Applying the Single Responsibility Principle to Microservices
By Soham Kamani
The single responsibility principle is one of the most tried-and-tested tenets of software design. Every module or class should do one thing, and do it well. We found this principle was applicable, and incredibly important, while designing our systems.
About a year ago, we released a new chat service (which we internally called Icebreaker). It allowed our users to communicate with drivers through the app itself, rather than use SMS (which cost both the driver and customer money).
However, all was not well. For numerous reasons, the service gave us a lot of issues and late night pagers. This post details the lessons we learnt, and some of the decisions we took to make this service more reliable.
The Problem(s)
In a nutshell, Icebreaker depended on too many other services to function properly. Let’s look at some of the tasks Icebreaker performed in order to create a channel:
- Authorise the API call: This made a call to our authentication service.
- Fetch the customer profile: This required an HTTP call to our customer service.
- Fetch the drivers’ profile: This required an HTTP call to our driver service.

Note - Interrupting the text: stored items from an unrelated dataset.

PR #130, opened 2020-09-25
Add "hyper.html" to .gitignore

Quuxplusone:
`hyper.html` is created as part of the build process, and therefore shouldn't be checked in; but it seems that it was checked in anyway, in 1ac2805b7f38784cd61566d137e8e3b2a30b8a09.
If we can't stop it from being checked in, at least we can gitignore it so that it doesn't cause bogus `git diff` output.

This PR is just the silly solution to stop `git diff` from producing hundreds of lines of "hey, `make clean` deleted this file" every time you make clean.

Of course, if we _can_ stop `hyper.html` from being checked in, let's do that!

### DIFF
--- a/.gitignore
+++ b/.gitignore
@@ -9,6 +9,7 @@ config.log
 config.status
 configure
 depcomp
+hyper.html
 Makefile
 install-sh
 missing


still-flow:
> if we _can_ stop `hyper.html` from being checked in

Unless I'm missing something, wouldn't simple `git rm` be just fine? Sure, it'll remain in older commits, but what of it?

Quuxplusone:
> Unless I'm missing something, wouldn't simple `git rm` be just fine?

In an ideal world, yes, definitely. But `hyper.html` was already not-in-the-repo, prior to 1ac2805, so the mere fact of being not-in-the-repo didn't stop it from getting added to a commit by accident. (At least I assume it was by accident. If it was on purpose, then maybe `git rm` plus a reminder not to commit build products _will_ suffice, and I am happy to update the PR. :))

Btw, compare `hyper.exe`, which was part of the initial commit 9b11f1b6c55ce874ca20909ac8343b184b52eb3e. I `git rm`'ed it in 0946300663d1975ffba0935ac91d2b9bd441b7d4, and it hasn't come back yet. So that's good.

Another alternative, using technological measures, would be to `git rm hyper.html` and then _add a CI step that will fail the build_ anytime `make -f Makefile.simple clean` on a fresh checkout produces any diffs.

still-flow:
> mere fact of being not-in-the-repo didn't stop it from getting added to a commit by accident

Hm... So I see at least two ways out of this for the future:
- `.gitignore` all possible build artifacts. Easier to do right now, but will need manual update in case build artifacts change.
- Out-of-tree builds. Will require considerably more rewriting, but more future-proof I imagine?

> _add a CI step that will fail the build_ anytime `make -f Makefile.simple clean` on a fresh checkout produces any diffs

This feels just wrong, somehow. Probably because it would require rewriting stuff in more than one place if anything changes, which is easy to neglect.

Also, please see my updated reply above. Sorry, "good idea occurs only after the fact", as the proverb goes.

Quuxplusone:
>> add a CI step that will fail the build anytime `make -f Makefile.simple clean` on a fresh checkout produces any diffs

> This feels just wrong, somehow. Probably because it would require rewriting stuff in more than one place if anything changes, which is easy to neglect.

I'm not sure I follow. If we add a new build artifact, we have to change `Makefile.simple` in two places: once to say how the artifact is produced, and once to add it to the `clean` rule. (This is already the case today.)

The only time we'd have to touch the new CI step would be if we switch off of `Makefile.simple` entirely; like if the blessed "remove artifacts" step became `mymake clean` then we'd have to switch the CI step to use `mymake clean` instead of `make -f Makefile.simple clean`.

> [Alternatively] `.gitignore` all possible build artifacts

This _would_ require updating two different places every time we add a build artifact: we'd have to update both `Makefile.simple` and `.gitignore`.

> [Alternatively] Out-of-tree builds

We already kinda have that with `mymake`'s `mymake_files/` directory, which is isomorphic to CMake's idiomatic `build` directory. This has the same technological problem, in principle: what happens if someone accidentally does a `git add mymake_files/` or `git add build/`?

> FWIW I prefer to use `git clean -df[x]` instead of `make clean` lately.

That works if you have good hygiene, i.e. in the ideal world that we are clearly not in, in this specific case. :)  You're basically saying "I never commit build artifacts, _therefore_, when I want to delete all build artifacts, I can just `git clean`." That's actually a good life hack. But the problem is that the statement is tautological: If you ever accidentally _do_ commit a build artifact, then `git clean` will _not_ remove it — effectively, it's a seatbelt that works _right up until_ the car crash, at which point by definition it stops working. If you want to enforce that build artifacts are never committed, you have to somehow tell the computer about the list of build artifacts, so that it has something to enforce. Right now, the list of build artifacts is encoded in `Makefile.simple`'s `clean` production (and nowhere else).

I'm going to take an hour sometime today and redo this PR to be my "CI step" thing, so that we have a concrete proposal to discuss. Stay tuned. :)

- Verify if the customer-driver pair are in an active order: This made a call to our active booking storage service.
- Create the channel.
If any of these services failed, Icebreaker would fail as well.

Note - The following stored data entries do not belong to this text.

PR #69, opened 2019-01-07
Add -Wimplicit-fallthrough

Quuxplusone:
Clang doesn't enable this warning by default, so we pass it explicitly.
GCC pre-GCC 7 doesn't recognize the flag, so we can't pass it for GCC.
GCC 7 enables it by default as part of -Wextra.

Fixes #68.

PR #131, opened 2020-09-29
New round of CI improvements/fixes

still-flow:
Some small fixups:
- exit->quit in gdb cmdlist (funny that it sorta worked regardless)
- remove unnecessary backtrace gdb cmd (the file and line at fault are already reported without it)
- remove mymake output buffering for all platforms (should help with on-the-fly CI logs)
- remove `brew update` step (to [address](https://github.com/zenorogue/hyperrogue/pull/69#issuecomment-700277990) #69)
- move from [to-be-deprecated](https://hub.docker.com/r/trzeci/emscripten/) emscripten container

Now some stuff in need of more explanation.

Switch to `podman` instead of `docker`: this one is up to debate, but [several](https://medium.com/technopanti/docker-vs-podman-c03359fabf77) [articles](https://xperimentalhamid.com/devops/podman-vs-docker/) state that one is "better" than the other. I'll be honest and say that I'm not really sure whether all that benefits this project at all, but then again we only use `docker` in the simplest possible way.

Add a helper log-saver workflow: [addressing](https://github.com/zenorogue/hyperrogue/pull/117#issuecomment-696123813) the issue raised by @Quuxplusone in #117, this should be a temporary workaround until Github perhaps introduces a better way of doing this. For now, I had to create a helper workflow that's triggered after the main one completes, and fetches its logs using [Github's API](https://docs.github.com/en/free-pro-team@latest/rest/reference/actions#download-workflow-run-logs), and uploads them as an artifact. It also displays a link back to the main run in the "annotations" section -- it'd be better if the main run could link to the helper workflow run instead, but there's a chicken-and-egg problem: you can only use the API query after the workflow completes, and by that point AFAIK you can't modify its "executive overview" output. [Example output](https://github.com/still-flow/hyperrogue/actions/runs/273249388). Btw, feel free to scrutinize the hell out of that one -- these rudimentary scripts were hacked together only to the point of working, not to the point of being "correct".

Note that the CI run for this PR won't produce any log archives yet, because [the corresponding `.yml` file has to exist on `master`](https://github.community/t/on-workflow-run-does-not-work-for-me/128833/2).

### DIFF
--- a/.github/workflows/github_ci.yml
+++ b/.github/workflows/github_ci.yml
@@ -77,7 +77,7 @@ jobs:
     - uses: actions/checkout@v2
     - name: Build
       run: |
-        docker run --rm -v $(pwd):/src trzeci/emscripten make -f Makefile.simple emscripten
+        podman run --rm -v $(pwd):/src emscripten/emsdk make -f Makefile.simple emscripten
     - name: Do a simple test
       run: |
         ls -lAF hyper.html hyper.js hyper.wasm
--- a/.github/workflows/github_ci_logs.yml
+++ b/.github/workflows/github_ci_logs.yml
@@ -1,0 +1,32 @@
+name: Github CI log archiver
+on:
+  workflow_run:
+    workflows: ["Github CI"]
+    types:
+      - completed
+
+jobs:
+  save_logs:
+    name: Save run logs
+    runs-on: ubuntu-latest
+    steps:
+    - name: Download log archive
+      run: |
+        curl -sI -u ${{ github.repository_owner }}:${{ github.token }} \
+          https://api.github.com/repos/${{ github.repository }}/actions/runs/${{ github.event.workflow_run.id }}/logs > response.txt
+        DOWNLOAD_LINK="https:"$(cat response.txt | grep -Fi Location: | cut -d: -f3)
+        DOWNLOAD_LINK=${DOWNLOAD_LINK%$'\r'}
+        curl -JO "$DOWNLOAD_LINK"
+    - name: Unpack log archive
+      id: archive_unpack
+      run: |
+        LOG_FILENAME=$(ls logs* | cut -d. -f1)
+        echo "::set-output name=log_filename::$LOG_FILENAME"
+        7z x -ologs "$LOG_FILENAME".zip
+    - name: Upload log archive as an artifact
+      uses: actions/upload-artifact@v2
+      with:
+        name: ${{ steps.archive_unpack.outputs.log_filename }}
+        path: logs/**
+    - name: Print the link to the base run
+      run: echo "::warning::This log was saved from https://github.com/${{ github.repository }}/actions/runs/${{ github.event.workflow_run.id }}"
--- a/.github/workflows/install_deps.sh
+++ b/.github/workflows/install_deps.sh
@@ -26,7 +26,6 @@ fi
 if [[ "$GH_OS" == "ubuntu-latest" ]]; then
   sudo apt-get -y install $GH_DEPS_UBUNTU
 elif [[ "$GH_OS" == "macos-latest" ]]; then
-  brew update
   # macos-latest already has both gcc and clang
   brew install $GH_DEPS_MACOS
   # work around https://stackoverflow.com/questions/51034399/ for now
--- a/mymake.cpp
+++ b/mymake.cpp
@@ -57,7 +57,6 @@ void set_mingw64() {
   linker = "g++ -o hyper";
   opts = "-DWINDOWS -DCAP_GLEW=1 -DCAP_PNG=1";
   libs = " savepng.o hyper.res -lopengl32 -lSDL -lSDL_gfx -lSDL_mixer -lSDL_ttf -lpthread -lz -lglew32 -lpng";
-  setvbuf(stdout, NULL, _IONBF, 0); // MinGW is quirky with output buffering
   }
 
 vector<string> modules;
@@ -84,6 +83,7 @@ bool file_exists(string fname) {
   }
   
 int main(int argc, char **argv) {
+  setvbuf(stdout, NULL, _IONBF, 0); // this should help with responsiveness of the real-time CI logs
 #if defined(MAC)
   set_mac();
 #elif defined(WINDOWS)
--- a/.github/workflows/test_simple.sh
+++ b/.github/workflows/test_simple.sh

Even if we could ensure 99% uptime for all services in question, that still means the chances of all of them being up at the same time was 96%.
P(icebreaker active) = P(customer service active) * P(driver service active) * P(authentication service active) * P(active booking storage active) = 0.99 * 0.99 * 0.99 * 0.99 ~= 0.96
This means our downtime has increased four times over (4%, as opposed to 1%).
Not my job
When a service starts to do too many things, it’s bound to fail sooner or later. In this case, Icebreaker’s job was to create a channel between a customer and a driver. However, it was doing all this extra stuff: like authentication, verification, and profile retrieval. 🤦♂
Let’s take a look at the changes we made to get rid of each dependency:
Authentication
Every API call arriving to Icebreaker came with an API token which needed authentication. To solve this, we added a Kong API gateway. This authenticated all requests and added information about the authenticated user within the API headers.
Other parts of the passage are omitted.